TASK TO COMPLETE: Scan the lines below and report each one containing "caseyduquettesc" by copying it.

== Segment start ==

Issue #154, opened 2023-02-27
Should gazelle be removing runtime_deps?


caseyduquettesc:
I have noticed that running Gazelle removes any runtime deps that are missing `# keep`. I'm wondering if that's really desired behavior because presumably Gazelle couldn't know what deps a library needs at runtime? Should Gazelle be ignoring that attribute, so we don't need to add `# keeps` everywhere?

For the sake of the discussion, here's an example

```bzl
load("@rules_java//java:defs.bzl", "java_library")

java_library(
    name = "client",
    visibility = ["//:__subpackages__"],
    runtime_deps = ["@maven//:org_glassfish_jersey_core_jersey_common"],
    deps = ["@maven//:javax_ws_rs_javax_ws_rs_api"],
)
```

Gazelle will always remove `@maven//:org_glassfish_jersey_core_jersey_common` here because it isn't aware that `InternalServerErrorException` tries to dynamically load a class.

<img width="754" alt="image" src="https://user-images.githubusercontent.com/16676170/221700217-e5ecd7d1-4f81-40e6-9757-96253112154f.png">

<img width="873" alt="image" src="https://user-images.githubusercontent.com/16676170/221700743-95222568-57a4-46f9-b53c-a24da54676a7.png">

Was this a deliberate design decision that I'm just not seeing the reason for?

stevebarrau:
Thanks for the ticket @caseyduquettesc. We came to the same conclusion recently. This was not a deliberate design decision, I'll work on a fix for this.

PR #157, opened 2023-03-01
feat(gazelle): Keep existing runtime_deps

stevebarrau:
Keep existing runtime_deps on java_* rules.

In this new style, the gazelle extension will only add to the runtime_deps attribute, never remove.

This only works on []string runtime_deps. More complex types would run into the Gazelle mergeability issues anyways.

Closes https://github.com/bazel-contrib/rules_jvm/issues/154


java/gazelle/generate.go
```diff
@@ -346,6 +348,36 @@ func (l javaLang) GenerateRules(args language.GenerateArgs) language.GenerateRes
...
+	if file == nil {
+		return runtimeDeps
+	}
+
+	for _, r := range file.Rules {
+		if r.Kind() != kind || r.Name() != name {
+			continue
+		}
+
+		// This does not support non string list values from runtime_deps.
```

== Segment end ==

RESULT:
caseyduquettesc:
Thanks for the ticket @caseyduquettesc. We came to the same conclusion recently. This was not a deliberate design decision, I'll work on a fix for this.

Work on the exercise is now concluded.